Until then, the sum total of my dance moves consisted of the box-step waltz I learned in middle school cotillion, along with the Hammer Dance, Kid N Play, and the grapevine that I’d bust out at parties. I knew nothing about swing, waltz, polka, tango, and the other dances we’d learn that quarter.
I’m not sure why social dancing remains in high demand on campus, but back in the early 1990s, a half century after swing became king, the classic moves had resurfaced in pop culture. In each class, we paired off with a random partner: my right hand clasping his, hand on his shoulder, his at the small of my back. I waited in hushed expectation before the opening bars began—say, the raucous clatter of drums and brassy horns that usher in Benny Goodman’s “Sing, Sing, Sing” or the playful swelling at the beginning of Johan Strauss’ “Blue Danube”—signaling us to launch into our steps.
In the years after graduation, I dusted off the dance moves at weddings but wouldn’t have pondered them deeply again if not for a beguiling black-and-white photo: Chairman Mao, surrounded by giggling young women.

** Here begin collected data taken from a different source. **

PR #18, opened 2021-12-03
feat: Added Virtual XRD example

bdebenon:


iamyulong:
Nice one!  Virtual XRD 100% backed by XRD. I like it.

PR #20, opened 2021-12-07
Insurance

BlindDev:
Simple Insurance example. 

An org is able to create different policies with specific price, coverage and supply. The required coverage will be locked
An insurer can then purchase policy by address

The org can approve a payment of valid policies to the insurer. 
Unused policies or expired purchases can be burned

### DIFF
--- a/defi/insurance/src/lib.rs
+++ b/defi/insurance/src/lib.rs
@@ -1,0 +1,250 @@
+use scrypto::prelude::*;
+
+
+blueprint! {
+    struct Insurance {
+        /// Mint authorization to TL tokens.
+        org_vault: Vault,
+        org_badge: ResourceDef,
+
+        // Non locked assets
+        assets_pool: Vault,
+        // Locked assets by policies
+        locked_pool: Vault,
+       
+        // HashMap of policy address and details
+        policies: HashMap<Address, Vault>,
+        // HashMap of insurer and policy vaults HashMap
+        purchases: HashMap<Address, HashMap<Address, Vault>>,
+    }
+
+    impl Insurance {
+        
+        // Create new Insurance component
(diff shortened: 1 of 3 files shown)


defi/insurance/src/lib.rs
```diff
@@ -0,0 +1,250 @@
...
+            // take payment
+            let payment = bucket.take(price);
+            self.assets_pool.put(payment);
+
+            // return the rest bucket
+            bucket
+        }
+
+        // Approve payment with specific amount to the insurer using policy address 
+        //#[auth(org_badge)]
```
cbisaillon, line 143: Did you forget to remove the comments on the `auth` macros ?

BlindDev: @cbisaillon 
Ah, yes. I have to leave those commented because otherwise  my VSCode highlights everything red with following error (make_policy example):

```
expected 6 arguments, found 7rust-analyzermismatched-arg-count
scrypto_derive
pub macro auth
```

```
expected 6 arguments, found 7rust-analyzermismatched-arg-count
out::Insurance
pub fn make_policy(&self, arg0: String, arg1: Decimal, arg2: Decimal, arg3: u64, arg4: Decimal, auth: ::scrypto::resource::BucketRef)
out::blueprint::Insurance
pub fn make_policy(&mut self, policy_type: String, coverage: Decimal, price: Decimal, duration: u64, supply: Decimal)
```

I wasn't not sure is this something related to my rust-analyzer setup or some exceed settings, so I ended up with commenting auth macros everywhere.

iamyulong:
Thanks for submitting this example. It looks good to me. Also curious to know if auth would work after removing the comment.

BlindDev:
The auth badge works in general, it's just always highlighted as an error in my VSCode. I will improve my code in the next PR so it will be uncommented. Thanks!

PR #21, opened 2021-12-09
Donations example

BlindDev:
In this blueprint  example an admin can create Donations component with some fee in %
A user can create any amount of different badges for donators. 
Donators can then purchase badges at corresponding price.

### DIFF
--- a/defi/donations/Cargo.toml
+++ b/defi/donations/Cargo.toml
@@ -1,0 +1,21 @@
+[package]
+name = "donations"
+version = "0.1.0"
+edition = "2018"
+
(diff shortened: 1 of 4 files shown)


iamyulong:
It seems that anyone is allowed to create a badge for any "owner". Is this by design? 

The double admin badge (one owned by component, one by external actor) is very cool.

BlindDev:
> It seems that anyone is allowed to create a badge for any "owner". Is this by design?

Yep, it was just a first version, I have a few more updates for this, such as owner registration request and approvement by an admin

PR #22, opened 2021-12-10
Adds a TokenBurn component

backyard-coder:
This example illustrates how a component may be used to effectively burn tokens. This works as the Scrypto implementation currently allows dangling vaults, to which no entity holds a reference. See https://github.com/radixdlt/radixdlt-scrypto/issues/87

### DIFF
--- a/basic/token-burn/src/lib.rs
+++ b/basic/token-burn/src/lib.rs
@@ -1,0 +1,28 @@
+use scrypto::prelude::*;
+
+blueprint! {
+
+    struct TokenBurn {
+        token_address: Address,
+        burnt_amount: Decimal,
+    }
+
+    impl TokenBurn {
+        pub fn new(token_address: Address) -> Component {
+            Self {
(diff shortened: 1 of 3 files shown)


basic/token-burn/src/lib.rs
```diff
@@ -0,0 +1,28 @@
...
+            Self {
+                token_address: token_address,
+                burnt_amount: Decimal::zero(),
+            }
+            .instantiate()
+        }
+
+        pub fn burn_tokens(&mut self, tokens_to_burn: Bucket) {
+            self.burnt_amount += tokens_to_burn.amount();
+            Vault::new(ResourceDef::from(self.token_address)).put(tokens_to_burn);
```
iamyulong, line 21: I like the idea of allowing people to "effectively" burn any tokens. Although, the current implementation may not work once dangling vault check is enforced. After that, will always need to attach the vaults to a component.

Their hair, schoolgirl-bobbed and tucked behind their ears; their hands touching his shoulder, his arm, and his lap.
In their fitted blouses, they could have been bobby soxers at a soda shop but for the formidable presence of this peasant-turned-revolutionary, cigarette in one hand, the other clasped by an acolyte in plaid.What was it like for a peasant to get swept into the patriotism of those times and to sleep with a man she’d been raised to worship as a god?
It turned out that Mao was a fan of ballroom dancing—and of young women. Even as he called for an overthrow of the old ways and old thinking, even as peasants and factory workers were told to “eat bitterness” as they toiled, elite dance troupes partnered with him in the ballroom and the bedroom.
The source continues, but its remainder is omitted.